Task >> Please work out how many lines in the records below include the word "integer", and reply with that number only.

Data for this task >>
PR #24792, opened 2023-05-17
fix :  entity field missing in llx_paiementcharge

atm-jpb:
the  checkUserAccessToObject function check if multicompany is activated and handle with entity field in llx_paiementcharge table. when some customer have this module activated,  the function return false and finally  
the restrictedArea method too (sql error ).

i suggest to add this field in 17.0 version

### DIFF
--- a/htdocs/install/mysql/migration/16.0.0-17.0.0.sql
+++ b/htdocs/install/mysql/migration/16.0.0-17.0.0.sql
@@ -65,6 +65,7 @@ ALTER TABLE llx_overwrite_trans ADD UNIQUE INDEX uk_overwrite_trans(lang, transk
 ALTER TABLE llx_mailing_cibles MODIFY COLUMN source_type varchar(32); 
 
 ALTER TABLE llx_actioncomm ADD INDEX idx_actioncomm_percent (percent);
+ALTER TABLE llx_paiementcharge ADD COLUMN entity integer NOT NULL DEFAULT 1 AFTER rowid;
 
 UPDATE llx_c_paiement SET code = 'BANCON' WHERE code = 'BAN' AND libelle = 'Bancontact';
 
--- a/htdocs/install/mysql/tables/llx_paiementcharge.sql
+++ b/htdocs/install/mysql/tables/llx_paiementcharge.sql
@@ -20,6 +20,7 @@ create table llx_paiementcharge
 (
   rowid           integer AUTO_INCREMENT PRIMARY KEY,
   fk_charge       integer,
+  entity		  integer DEFAULT 1,
   datec           datetime,           -- date de creation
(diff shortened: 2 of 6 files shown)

Reply to the exercise >> 4